Y ahora, el comentario: Todo esto está muy bien y va en la línea que siempre hemos defendido de llegar a un pacto por el menor, pero, ¿cómo se compagina con el hecho de en España existan botellones institucionalizados que amparan los propios ayuntamientos? Las Cortes ya tienen por donde empezar. Y luego, que debatan.

Si el botellón es bueno, ¿por qué no hacemos un botellódromo más grande en Granada para que vengan más turistas?

Buenas, soy Emilio Calatayud. Lo primero que tengo que decir en este día de resacón es que yo también he estado en el botellón. Y no una vez, sino cinco. Pero fue por razones de trabajo: he estado en los botellones cuando había alguno en Granada y me tocaba ejercer como juez de guardia. Y lo denuncié. También he estado como juez de Menores. Así que cuando lo critico, sé de lo que hablo. Y me parece a mí que hay gente que lo defiende y nunca ha estado, pero, bueno… Con respeto y con cariño, algunos de vosotros habéis dicho que ir de botellón no os ha impedido ser personas normales que estudiaron y ahora tienen un trabajo y una familia, y yo os pregunto: ¿Y si vuestro hijo de trece o catorce años va ahora al botellón y te avisan de que está en coma etílico? Porque eso pasa.

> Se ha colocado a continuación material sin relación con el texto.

PR #473, opened 2020-09-29
Standardize naming of Screen types

devinjameson:
Why:
----
Prior to this commit, we had some screen types using the pattern
"XScreen" (e.g. "HomeScreen") and others using the pattern
"XStackScreen" (e.g. "HomeStackScreen"). We would like the pattern we
use to be consistent.

This commit:
----
Updates all Screen types to use the pattern "XStackScreen" as in
"HomeStackScreen".

### DIFF
--- a/src/Activation/AcceptTermsOfService.tsx
+++ b/src/Activation/AcceptTermsOfService.tsx
@@ -13,7 +13,7 @@ import { SvgXml } from "react-native-svg"
 
 import { Icons } from "../assets"
 import { GlobalText, Button, GradientBackground } from "../components"
-import { ActivationScreens, useStatusBarEffect } from "../navigation"
+import { ActivationStackScreens, useStatusBarEffect } from "../navigation"
 import { useConfigurationContext } from "../ConfigurationContext"
 
 import {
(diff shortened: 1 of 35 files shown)


johnschoeman (approved):
LGTM, just curious as to why we chose 'XStackScreen' over 'XScreen'?

devinjameson:
> LGTM, just curious as to why we chose 'XStackScreen' over 'XScreen'?

@johnschoeman Few reasons. It seems more clear because we are typing the screens within the stack and not within a screen itself. We also have screens within stacks that use the same name as the stack e.g. `Home` (the actual home screen component) and `HomeScreen` (which was being used as a type for any screen in the home stack). That's a bit confusing because sometimes we use `XStack` to name a component (other times not).

We also had issues with the `HowItWorksScreen` because it was being used as a component, but also the name of the union type for screens in the stack. So all around it seems to make more sense to use `XStackScreen` for clarity and to ensure no overlap between the names of components and types.

johnschoeman:
> @johnschoeman Few reasons. It seems more clear because we are typing the screens within the stack and not within a screen itself. We also have screens within stacks that use the same name as the stack e.g. `Home` (the actual home screen component) and `HomeScreen` (which was being used as a type for any screen in the home stack). That's a bit confusing because sometimes we use `XStack` to name a component (other times not).
> 
> We also had issues with the `HowItWorksScreen` because it was being used as a component, but also the name of the union type for screens in the stack. So all around it seems to make more sense to use `XStackScreen` for clarity and to ensure no overlap between the names of components and types.

Makes a lot of sense to me, thanks for the explanation!

PR #474, opened 2020-09-29
Allow configuration of emergencies phone number

aledustet:
Why:
----

The emergency contact phone number varies from authority to authority and should be allowed to be configured.

This Commit:
----

- Adds the `emergencyPhoneNumber` argument to the configuration context, this one has a default value since all of the current use cases won't require an update

### DIFF
--- a/src/ConfigurationContext.tsx
+++ b/src/ConfigurationContext.tsx
@@ -2,6 +2,8 @@ import React, { FunctionComponent, createContext, useContext } from "react"
 import { Platform } from "react-native"
 import env from "react-native-config"
 
+const USA_EMERGENCY_NUMBER = "911"
+
 export interface Configuration {
   appDownloadLink: string
   appPackageName: string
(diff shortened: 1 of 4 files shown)


src/ConfigurationContext.tsx
```diff
@@ -2,13 +2,16 @@ import React, { FunctionComponent, createContext, useContext } from "react"
 import { Platform } from "react-native"
 import env from "react-native-config"
 
+const USA_EMERGENCY_NUMBER = "911"
```
johnschoeman: What are your thoughts on not providing a default?

We would need to handle the null cases by not rendering the emergency call buttons, but perhaps that's better behavior than defaulting to 911?

johnschoeman (approved):
:shipit:

src/ConfigurationContext.tsx
aledustet: No thoughts other than editing 33 files to add the value 😬  but I agree it breaks with the pattern we have.

devinjameson (approved):
💯 🔥

src/ConfigurationContext.tsx
johnschoeman: 100%, lets not edit the 33 files right now, but lets cut a card to consider for the a future update.

aledustet: No worries, I updated the PR with that consideration and added the values on the resources 👍

PR #475, opened 2020-09-29
Add MIT license to package.json

devinjameson:
Why:
----
We would like to show a license in our package.json. Otherwise, we see a warning when
running terminal commands like `yarn`.

This commit:
----
- Add MIT license to package.json


johnschoeman (approved):
🥇

PR #477, opened 2020-09-29
Update exposure history icons to allow fill

johnschoeman:
Why:
Currently the icons on the exposure history screen do not allow for
updating the fill color from a component.

This commit:
Replaces the svgs with ones that do not have a fill.


aledustet (approved):
Good one, I was gonna do this when we start moving the graphics to be configurable ... btw should we?

johnschoeman:
> Good one, I was gonna do this when we start moving the graphics to be configurable ... btw should we?

I dont think these icons need to be configurable. at least we havent gotten any asks to make them such

PR #481, opened 2020-09-30
Use standard button for checking for exposures

devinjameson:
Why:
----
As a user, I would like an intuitive way to check for new exposures. The previous button to check for new exposures was not entirely clear.

This commit:
----
- Update the check for new exposures to use a standard button
- Update our thinner buttons to use `Buttons.medium` instead of custom padding for each
- Remove the pull to refresh functionality from the exposure history because it is now redundant
- Remove the `lodash.isequal` dependency

gif
gif


src/ExposureHistory/History/index.spec.tsx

Y otra pregunta para los políticos que lo favorecen: si el botellón es bueno para el turismo, ¿por qué no hacemos un botellódromo más grande en Granada para que quepa más gente y vengan más turistas?

Llega el botellón de la primavera y los políticos no se aclaran

Buenas, soy Emilio Calatayud. Granada va a celebrar un nuevo botellón para festejar la entrada de la primavera. Van a llegar jóvenes de media España. Los autobuses que los traen ofrecen el ‘kit’ completo de ‘botellonero': cervezas, tapas, condones… Ya puestos, podian regalar pomada para ahuyentar a los mosquitos y a los moscones. El PP de Mariano, o sea, el nacional, hace campañas para prevenir el consumo de alcohol entre los menores, pero el PP de la capital granadina cede un parque público para celebrar botellones a los que acuden decenas de menores. No lo entiendo. Si nuestros políticos no se aclaran, ¡¿cómo queremos que se aclaren los chavales!? Pero no pasa nada. Nunca pasa nada… hasta que pase… ¡Viva Graná! ¡Viva Andalucía! ¡Viva España!